Glad you are enjoying this. I'm really glad Jaron works for Microsoft (thanks to Sinofsky and Ozzie, plus, as Jaron said, our openness as a company - something we do not get enough credit for...).
C
Nice interview, I like the new suttle camera angles to, just don't overdo them if you decide to do more
btw Charles, can't someone please fix the silverlight player in Chrome, I just upgraded silverligt to 4 where it's supposed to be supported, but the seek still don't work well in Chrome, the new player used elsewhere on ms sites works great, but not on C9. Also, it would be great if you could redesign the media download and rating buttons, they are too hard to see and many people don't realise they are there.
Hi Robert,
Thanks for the feedback. I will see to it that the dev team look into the seek issues with our SL player on Chrome. In terms of your requested changes, you will be pleased with what we've come up with for the next release...
C
Finally got round to watching this one. Of course I've heard of Jaron Lanier in the context of VR - had no idea he was working for Microsoft now, and the reason behind it. That's pretty damn cool.
And I'm happy to hear someone else who's so exasperated by people continuing to re-invent the wheel with Unix and other things. I can't blame people for building something that's useful to a well understood recipie, but if you've got the free time on your hands to build something from scratch as an open-source project, how about doing something that hasn't been done before?! If you're going to build an OS, how about a truely object oriented one for example? Lets get away from the simplistic ideas of flat files and heirarchies and processes. Anyway, that's my rant on the subject
Nice conversation, really inspirational. I've included this talk in the list of few talks, I often hear.
Thank you.
Thanks, I am really impressed by the openness of MS of which C9 plays a huge part. As Jaron says, that's the reason he joined, stay honest and keep it up.

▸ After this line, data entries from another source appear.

PR #364, opened 2026-03-03
[FEATURE] Add the ability to merge scripts using `_merge` 

KoloInDaCrib:
Basically just a rework of https://github.com/FunkinCrew/polymod/pull/236 but with features that were included with the recent polymod updates and without a potential for a horrible merge conflict :obese_cat:

This time I've summed up the system in a [coolbool](https://github.com/KoloInDaCrib/code-cookbook/blob/script-merging/assets/content/cookbook/Expert/06.ScriptMerging.md) article that I'm planning to push to the repo when this gets merged.

### DIFF
--- a/polymod/format/ParseRules.hx
+++ b/polymod/format/ParseRules.hx
@@ -31,6 +31,7 @@ class ParseRules
       case JSON: new JSONParseFormat();
       case LINES: new LinesParseFormat(EndLineType.LF);
       case PLAINTEXT: new PlainTextParseFormat();
+      case SCRIPT: new ScriptParseFormat();
       default: new PlainTextParseFormat();
     }
     formats.set(extension, format);
@@ -59,6 +60,13 @@ class ParseRules
     rules.addFormat('xml', new XMLParseFormat());
     rules.addFormat('json', new JSONParseFormat());
     rules.addFormat('txt', new PlainTextParseFormat());
+
+    rules.addFormat("hxc", new ScriptParseFormat());
+    for (ext in PolymodConfig.scriptClassExt)
+    {
+      rules.addFormat(ext, new ScriptParseFormat());
+    }
+
     return rules;
   }
 }
@@ -697,6 +705,7 @@ enum TextFileFormat
   TSV;
   XML;
   JSON;
+  SCRIPT;
 }
 
 enum EndLineType
--- a/polymod/format/ScriptParseFormat.hx
+++ b/polymod/format/ScriptParseFormat.hx
@@ -1,0 +1,410 @@
+package polymod.format;
+
+import polymod.format.ParseRules;
+import polymod.hscript._internal.Expr;
+import polymod.hscript._internal.Parser;
+import polymod.hscript._internal.Printer;
+
+/**
+ * A parse format for scripts. While Imports and Usings automatically get added and Packages get ignored,
+ * the metadata is used to determine how Modules (Classes, Typedefs, etc.) are handled.
+ * - `@:merge_add` - Directly add the Module, if one with the same name doesn't exist. Also works on Class Fields.
+ * - `@:merge_override` - Override the Module, if one with the same name exists. Otherwise, add it normally. Also works on Class Fields
+ * - `@:merge_combine` - Combine the fields of the two Modules, if the base one exists. Otherwise, add it normally. Only works on Classes.
+ * - `@:merge_insert(index)` - Insert the expression into the base class at a specified index. Only works on Functions.
+ * If a Module has more than one metadata, only the one with the highest priority is used, with the order being Combine > Insert > Add > Override.
+ */
+class ScriptParseFormat implements BaseParseFormat
+{
+  public static final ADD_META:String = ":merge_add";
+  public static final COMBINE_META:String = ":merge_combine";
+  public static final OVERRIDE_META:String = ":merge_override";
+  public static final INSERT_META:String = ":merge_insert";
+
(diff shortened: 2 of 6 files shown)


TechnikTil:
we are so back

TechnikTil:
you know you couldve just force pushed the rewrite right

KoloInDaCrib:
> you know you couldve just force pushed the rewrite right

:Perhaps:

EliteMasterEric:
I'm curious how this is different/better than the existing PolyMixin library, which seems to provide more precise injection while also not even requiring changes to Polymod: https://starexify.github.io/BadDocs/src/polymixin.html#injection-params

Starexify:
> I'm curious how this is different/better than the existing PolyMixin library, which seems to provide more precise injection while also not even requiring changes to Polymod: https://starexify.github.io/BadDocs/src/polymixin.html#injection-params

Well while working on PolyMixin I encountered some challenges, one is that it only works because of V-Slice (the base game) since it caches the AST of scripts into the `ModuleHandler` and other Registry classes like `NoteKindsRegistry` and such. Now this **COULD** potentially be done better if access to all parsed AST scripted classes/enums etc is given by the game or polymod itself (not yet sure if polymod caches all of them somewhere in form of AST or not, I didn't dive that deep).

Now on this PR, it does provide some way of doing mixins similarly to my library in form of merging which is what PolyMixin lacks because of what I stated above about limitations with cache. And for me it looks like it has potential to be expanded in the future with more features like PolyMixin if needed. It might also be better for modders to use the builtin polymod mixin capabilities provided by this PR rather than downloading a library like PolyMixin which indeed provides more functionality (at the moment) for mixins but isn't perfected and again has limitations.

So personally I would either expand on this PR after being merged with more functionality similar to PolyMixins, or if not, then polymod (or the game) could provide some kind of `postParse` event to allow any mod to inject into the parsed AST directly before all scripts are loaded, which would make it easier and better to mixin via mods. Because PolyMixin is limited to and by V-Slice as of now.


On a personal note, I would change the meta naming, so instead of `@:merge_insert(index)` to use `@Inject(ordinal = i)` but that is because I prefer the SpongePowered/Java style. But this can be discussed later best.


If there are any other questions about this, I'll be glad to answer.

VirtuGuy:
This would be so awesome.

AbnormalPoof:
> I'm curious how this is different/better than the existing PolyMixin library, which seems to provide more precise injection while also not even requiring changes to Polymod: [starexify.github.io/BadDocs/src/polymixin.html#injection-params](https://starexify.github.io/BadDocs/src/polymixin.html#injection-params)

Like Starexify said, it *only* works within the confines of FNF due to the way that FNF structures it's modding system. Making changes to Polymod directly would allow it to work within other projects that use Polymod, along with it likely being a lot more stable since it wouldn't need to do hacky workarounds to be able to modify scripts (which would probably break after a major update anyway).

AbnormalPoof (approved):
This is such an intuitive and amazing system, I believe modders are going to be delighted to see this since it removes the need to completely override scripts, which could conflict with mods.

This is the script I used during testing:
```haxe
import funkin.play.stage.Stage;

@:merge_combine
class MainStageErectStage extends Stage
{
  @:merge_add
  var FUCKMODE:Bool = false;

  @:merge_add
  var modeofFUCK:FuckMode = FuckMode.FUCK;

  @:merge_insert(1)
  override function addCharacter(character:BaseCharacter, charType:CharacterType):Void
  {
    character.useRenderTexture = true;
    character.blend = 11;

    #if desktop
    trace('woo');
    #end
  }

  @:merge_insert(2)
  function onBeatHit(event:SongTimeScriptEvent):Void
  {
    if (this.getBoyfriend() != null)
    {
      this.getBoyfriend().visible = !this.getBoyfriend().visible;
    }

    this.getDad().skew.x += 0.5;
  }

  @:merge_insert
  override public function onCountdownStart(event:CountdownScriptEvent):Void
  {
    super.onCountdownStart(event);

    FUCKMODE = false;
  }

  @:merge_add
  override public function onCountdownEnd(event:CountdownScriptEvent):Void
  {
    super.onCountdownEnd(event);

    FUCKMODE = true;
  }

  @:merge_add
  override public function onUpdate(event:UpdateScriptEvent):Void
  {
    super.onUpdate(event);

    if (FUCKMODE)
    {
      this.getGirlfriend().skew.x += 1;
      this.getGirlfriend().skew.y += 1;
      this.getGirlfriend().angle += 1;
    }

    trace(modeofFUCK);
  }
}

@:merge_add
enum FuckMode
{
  FUCK;
}
```

Which parses correctly!

Image

I also went ahead and made a test script for alt instrumentals, since I recall modders having a lot of trouble with this:
```haxe
import funkin.play.song.Song;
import funkin.save.Save;

@:merge_combine
class BopeeboSong extends Song
{
  @:merge_override
  public override function listAltInstrumentalIds(difficultyId:String, variationId:String):Array<String>
  {
    return ['bf'];
  }
}
```

... Which also works!

Image

It might seem weird at first having to explicitly define metadata even when it doesn't seem necessary, but considering this is inspired by the JSON Patch format, I can give it a pass!

My verdict is that this is **good to merge**, any other small bugs we come across with this can be fixed very easily. This isn't very risky to merge since it only *adds* things instead of removing or modifying other parts of Polymod... worst case scenario is that something just straight up doesn't work.

Mergin' it!!

trayfellow:
images(12)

Thank you. And we will, Robert. We're Channel 9. Open, honest, dare I say transparent, replaces amino acids in our genome,
C
I've been thinking about how badly imperative programming tends to scale. But we can't forget about the added machine efficiency of going imperative. Perhaps once it becomes necessary to program to multiple cores in the general case, abstracting over the physical machine with lambda programming will become more viable in my domain (embedded development). Maybe then my partners won't yell at me for using functional programming and immutability idioms in our C++ code base.
That will be the day.
As a side note, it looks like MSN picked Jaron as one of the smartest people.
Very cool. Too bad Bing doesn't pick it up (well, this interview, anyway - from the Smartest People Bing advertisement....). Thanks for the link!
C
Couldn't bite much. But whatever did, had to be bitten still harder to really enjoy the byte.
Jaron... I just dropped the hat.
Please visit
http://jaronlanier.com
(And no prizes if you could guess it)And bite and chew and digest a few things. And help me bite some.